This tutorial explains how we can retrieve all data by integrating the maven dependency in Spark applications and processing with Spark Cassandra Datastax API.
Spark is the most popular parallel computing framework in Big Data development and on the other hand, Cassandra is the most well known No-SQL distributed database. Integrating these two technologies makes perfect sense when we want to analyze Big Data stored on Cassandra. We can load Cassandra data into spark to do some complex operations which otherwise is not possible in Cassandra and then saving the processed result back to Cassandra or some other output source.
In this blog, we will learn about reading, processing, converting and writing Cassandra rows in Spark using Cassandra-Spark Datastax API’s. This library makes you create Spark RDDs from Cassandra tables, compose Spark RDDs to Cassandra tables, and execute discretionary CQL queries in your Spark apps.
Once we create Spark RDDs/Dataframes from Cassandra tables, we can perform any analytics operation on top of it. You need to add below maven dependency in your spark application to use Cassandra-Spark datastax API’s.
Reading data from Cassandra
We will work with the Cassandra table below “books_by_author” in the popularBooks keyspace, which consists of details about books written by authors.
Retrieve author_name, book_name and rating of the books that are published after 2008 by author “James Patterson” using Spark Cassandra Datastax API
CQL: Select author_name, book_name, rating from books_by_author where author_name=’ James Patterson’ and publish_year > 2008;
Books Published After 2008 By James Patterson
Processing Cassandra Data
Retrieve all books with genre “crime”
Output format should be Author name: Book Name (publish year) [rating]
Example: James Patterson:Cross(2018)[3.8]
Books with Genre “Crime”
Converting Cassandra Data
While getting data from Cassandra database, we can convert it into either instance of case class or can create tuples from them using the below code snippet.
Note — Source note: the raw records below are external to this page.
PR #261, opened 2025-03-05
Implement version check functions in Go using special tags

qmuntal:
This PR removes all C code from `goopenssl.c` (the only remaining non-autogenerated C file!) and implement it in Go, with the main benefit of duplicating C's `go_openssl_fips_enabled` in favor of Go's `FIPS()`.

This is now possible thanks to have a more flexible mechanism to define and load OpenSSL function. Particularly, this PR added some new functions to `shims.h`, used when initializing the library, that were previously manually defined and loaded due to not having a valid library handle or not knowing the OpenSSL version at the time they were needed. We now can easily load functions on demand, and even mark them as optional, so implementing the backend initialization logic in Go is trivial.


init.go
```diff
@@ -2,56 +2,70 @@
...
-		return 0, 0, 0, errUnsupportedVersion()
+		return errUnsupportedVersion()
+	}
+
+	if initOnly {
+		switch vMajor {
+		case 1:
+			mkcgoLoad_init_1(handle)
+		case 3:
+			mkcgoLoad_init_3(handle)
```
dagood: Consider default case with `panic` in case this is updated poorly in the future, and to make it clearer to the reader what the intent is?

init.go
```diff
@@ -2,56 +2,70 @@
...
-)
+import "errors"
 
 // opensslInit loads and initialize OpenSSL.
 // If successful, it returns the major and minor OpenSSL version
 // as reported by the OpenSSL API.
 //
 // See Init() for details about file.
-func opensslInit(file string) (major, minor, patch uint, err error) {
+func opensslInit(file string, initOnly bool) error {
```
dagood: This naming doesn't seem ideal... based on the name, `opensslInit` clearly does init, but then what exactly does it mean to "only" init? The "extra" things it can optionally do are load some additional funcs and call `go_openssl_OPENSSL_init` and `go_openssl_OPENSSL_init_crypto`--which seem like initialization. 😄 

(Whenever I see a bool passed to a func I also question whether it should actually be two functions that share some logic to make call sites clear.)

Maybe a purpose-focused name? `opensslCapabilityCheckInit` vs. `opensslInit`?
Or `opensslInitShallow` vs. `opensslInit` to keep it generic?
(IMO at minimum, details in the doc comment.)

dagood (commented):
I like the approach, just a small naming and an edge case suggestion.

init.go
qmuntal: Done 👍

init.go
qmuntal: Agree and done 🐱.

init.go
```diff
@@ -67,7 +41,78 @@ func opensslInit(file string) (major, minor, patch uint, err error) {
...
+		return nil, err
+	}
+
+	switch vMajor {
+	case 1:
+		mkcgoLoad_init_1(handle)
+	case 3:
+		mkcgoLoad_init_3(handle)
+	default:
+		panic(errUnsupportedVersion())
```
dagood, line 80: Hmm, I think now that the other check for 1 or 3 is further away in `openLibrary`, this panic might actually make it a bit less obvious whether the caller will receive an error or a panic if the version isn't supported. An explicit comment might be reasonable:

```suggestion
		// We shouldn't get here: openLibrary should have already returned an error.
		panic(errUnsupportedVersion())
```

dagood (approved):

gdams (approved):

init.go
```diff
@@ -2,72 +2,146 @@
...
+	case 3:
+		mkcgoLoad_init_3(handle)
+	default:
+		// We shouldn't get here: openLibrary should have already returned an error.
+		panic(errUnsupportedVersion())
+	}
+	return func() {
+		dlclose(handle)
+		// Undo all the changes made in this function.
+		mkcgoUnload_version()
```
dagood, line 85: Could be a little more futureproof/self-evident if `openLibrary` returned a cancel func that gets called here and explicitly ignored in `opensslInit`.

Otherwise, arguably the comment should be one line up if we're talking about "in this function [and functions it called]", or one line down if "in this function [directly]".

PR #262, opened 2025-03-07
Move error handling to the autogenerated Go code

qmuntal:
This PR is a first step to solve #231. Now the Go autogenerated code is in charge of constructing a Go error from a OpenSSL error, which is still done using the `newOpenSSLError` function.

This PR shouldn't modify behavior, except for the few places we were previously omitting the error, but now we don't to make the code more robust.

The main benefit of this PR (other than helping fixing #231) is that it is no longer the developer responsibility to correctly construct a Go error when there is an OpenSSL failure. This was a problematic things, as demonstrated by the fact that there were many error handling patterns implemented across the codebase. Now the developer don't have to think about how to construct an error, just pass the autogenerated error up the chain.

### DIFF
--- a/evp.go
+++ b/evp.go
@@ -150,7 +150,7 @@ func loadHash(ch crypto.Hash) *hashAlgorithm {
 		// not created by EVP_MD_fetch has negative performance
 		// implications, as digest operations will have
 		// to fetch it on every call. Better to just fetch it once here.
-		md := go_openssl_EVP_MD_fetch(nil, go_openssl_EVP_MD_get0_name(hash.md), nil)
+		md, _ := go_openssl_EVP_MD_fetch(nil, go_openssl_EVP_MD_get0_name(hash.md), nil)
 		// Don't overwrite md in case it can't be fetched, as the md may still be used
 		// outside of EVP_MD_CTX, for example to sign and verify RSA signatures.
 		if md != nil {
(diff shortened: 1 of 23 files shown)


gdams (approved):

evp.go
```diff
@@ -221,12 +222,11 @@ func setupEVP(withKey withKeyFunc, padding int32,
...
 	var ctx _EVP_PKEY_CTX_PTR
-	withKey(func(pkey _EVP_PKEY_PTR) int32 {
-		ctx = go_openssl_EVP_PKEY_CTX_new(pkey, nil)
-		return 1
-	})
-	if ctx == nil {
-		return nil, newOpenSSLError("EVP_PKEY_CTX_new failed")
+	if _, err := withKey(func(pkey _EVP_PKEY_PTR) (int32, error) {
+		ctx, err = go_openssl_EVP_PKEY_CTX_new(pkey, nil)
+		return 0, err
```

In the first, I am creating a case class Book that contains “author_name, book_name, publish_year and rating” and instances of this case class will be created for each Cassandra row.
Cassandra Rows to Object
Cassandra Rows to Tuples: Method1
Cassandra Rows to Tuples: using As
Saving data back to Cassandra
Suppose we have some new table “latest_books” in which we want to save some processed output.
Saving data to Latest_Books
Spark Dataframe with Cassandra
We can use spark sqlContext read/write method to create and save data frames from and to Cassandra database.
Creating Dataframe from Cassandra
Saving Dataframe to Cassandra
Apache Cassandra is a main open-source distributed database equipped for stunning accomplishments of scale, yet its data model requires a touch of planning for it to perform well. Spark is a distributed computation framework enhanced to work in-memory, and massively affected by ideas from functional programming dialects.
Spark with Cassandra delivers an incredible open-source Big Data analytic solution. It is actually what a Cassandra array needs to deliver real-time, ad-hoc questioning of operational data at scale. Thus, in this article, it is shown how we can fetch author, rating and book name utilizing Spark Cassandra Datastax API.